In the same way, husbands ought to love their wives as their own bodies. He who loves his wife loves himself. After all, no one ever hated his own body, but he feeds and cares for it, just as Christ does the church. (Ephesians 5:28-

29)

He FEEDS and CARES for it just like Christ does the church? This scriptural analogy here is showing husbands “how to love their wives” – in the same way Christ would feed and care for his church. Wow! It is a big responsibility and sometimes a challenging one at that, but God designed husbands for this purpose in marriage.

If a husband is not respecting his wife in the way he should, then could it be because he is not respecting himself? Usually this means a husband is mistreating himself somehow with too much work, or too much womanizing, or too much pornography, or too much drugs, or too much alcohol, or too much resentment, too much selfishness, too much control over his wife, or too much bitterness from within.

All of these things would keep a husband from truly respecting and caring for his wife properly.

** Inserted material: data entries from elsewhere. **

PR #3367, opened 2026-05-18
refactor: unify nested tables rendering (SD-2838)

luccas-harbour:
## Summary

Continuation of the SD-2838 unification effort, focused on **nested table rendering**. The painter and the layout engine had grown two parallel implementations of cell-segment expansion, partial-row pricing, and table fragment height math — slightly out of sync, and both living inside large `renderer.ts` / `layout-table.ts` files. This PR collapses them onto a single source of truth in `@superdoc/contracts` and breaks the painter's table branch out into co-located modules.

### Shared cell-slice + fragment-height helpers (`contracts/`)
- New `table-cell-slice.ts` (moved from `layout-engine/`): owns `getCellLines`, `getEmbeddedRowLines`, `describeCellRenderBlocks`, `createCellSliceCursor`, `computeFullCellContentHeight`, and `computeCellSliceContentHeight`. Exposed via the contracts barrel and marked internal in JSDoc.
- New `table-fragment-height.ts`: `computeTableFragmentHeight()` is the single formula for adding header rows + body rows (with partial-row substitution) + cell-spacing gutters + outer borders when `border-collapse: separate`.
- `layout-table.ts` and the DOM painter both call into these helpers; the painter's even-split height approximation for embedded rows is gone — slice heights now come from the same recursive walk the layout engine uses.

### `DomPainter.renderFragment` (table branch) decomposition
Carved out of `renderer.ts` into `painters/dom/src/table/`:
- `renderResolvedTableFragment.ts` — the former `renderTableFragment` method plus its `resolveTableRenderData` helper. Takes `renderLine`, snapshot capture, frame application, and SDT helpers as injected deps.
- `fragmentKey.ts` — `tableFragmentKey()` with the partial-row-aware cache key.
- `snapshot.ts` — `getTableSnapshotFlags()` for the `inTableFragment` / `inTableParagraph` `.closest()` checks used during paint-snapshot capture.
- `embeddedTableFragment.ts` — `createEmbeddedTableFragment`, `mapEmbeddedTableRowSlice`, `computeRenderedTableFragmentHeight`, and `getEmbeddedTableSegmentCount`, replacing the duplicated segment counters, visible-height loops, and partial-row computation inside `renderTableCell`.

Each new module has a co-located test. `renderer.ts` shrinks by ~150 lines and no longer carries table-specific helper closures.

### Bug fixes uncovered along the way
- `fix(layout-engine): price embedded table slice height` — partial embedded table slices now report their actual visible height instead of the full table height when computing whether they fit on the page.
- `fix(layout-engine): price partial embedded table slices` — pricing now uses the shared cell-slice cursor so deeply nested partial rows are sized consistently with the splitter's decisions.
- Removed a redundant `table-cell-slice.ts` shim in `layout-engine/` now that `contracts/` owns the implementation.

### Tests
- New unit tests in `contracts/`: `table-cell-slice.test.ts` (132 lines), `table-fragment-height.test.ts` (51 lines).
- New painter tests: `renderResolvedTableFragment.test.ts`, `embeddedTableFragment.test.ts`, `fragmentKey.test.ts`, `snapshot.test.ts`.
- Expanded `renderTableCell.test.ts` covers embedded-row slice mapping.
- `renderer-dispatch.test.ts` updated for the new dispatch path.


luccas-harbour:
I deleted codex' comment as it related to the removal of rendering of `list-item` fragments, which was handled in another PR.

packages/layout-engine/contracts/src/table-cell-slice.ts
```diff
@@ -0,0 +1,491 @@
...
+
+    rowCount += 1;
+    const rowLocalStart = Math.max(0, localStart - row.localStartLine);
+    const rowLocalEnd = Math.min(row.lineHeights.length, localEnd - row.localStartLine);
+    const rendersFullRow = rowLocalStart === 0 && rowLocalEnd >= row.lineHeights.length;
+
+    if (rendersFullRow) {
+      height += row.height;
+    } else {
+      height += sumArray(row.lineHeights.slice(rowLocalStart, rowLocalEnd));
```
tupizz: Potential pagination regression: partial nested-table row slices use only `row.lineHeights` here, but those line heights can miss the nested row's cell padding and block spacing. The DOM-side partial-row mapper includes that padding when computing rendered height, so layout can fit more content than the painter can actually draw and the result may clip/overflow on recursive nested tables. Please make this shared table-row slice height use the same per-cell block/padding semantics as the DOM `buildPartialRowInfo` path, and add a contract test that slices through a table block whose nested row has padded or spacing-bearing cell content.

packages/layout-engine/painters/dom/src/table/embeddedTableFragment.ts
```diff
@@ -0,0 +1,164 @@
...
+    const rowStart = segmentOffset;
+    const rowEnd = segmentOffset + rowSegmentCount;
+    segmentOffset = rowEnd;
+
+    if (rowEnd <= localFrom || rowStart >= localTo) continue;
+
+    if (fromRow === -1) fromRow = r;
+    toRow = r + 1;
+
+    if (rowSegmentCount > 1 && (rowStart < localFrom || rowEnd > localTo)) {
```
tupizz, line 147: `partialRow` is still overwritten when the visible segment window clips more than one multi-segment embedded-table row. `renderTableFragment` can apply only one `fragment.partialRow`, so a slice containing the tail of one nested row plus the head of another will render/measure one clipped row correctly and the other as a full row, duplicating hidden nested-table content and overcounting height. Please split these windows into multiple fragments or extend the fragment contract to carry partial metadata per row before rendering.

tupizz (changes requested):
Re-reviewed current head. The nested-table partial-row issue still applies in the extracted embeddedTableFragment helper; I added an updated inline comment on the current code.

packages/layout-engine/contracts/src/table-cell-slice.ts
luccas-harbour: I fixed this one.

packages/layout-engine/painters/dom/src/table/embeddedTableFragment.ts
luccas-harbour: This was fixed too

If we don’t love ourselves, how can we love another?

Respect is a principle that supports and sustains many aspects of marriage. If a husband respects and regards his wife with high esteem it will make her feel good about her role as a woman and of being his wife. Marriage will undoubtedly have its troubles, but if you remember the principle “to treat your wife the way you would like to be treated” then most marriage problems can be resolved amicably before they get out of hand.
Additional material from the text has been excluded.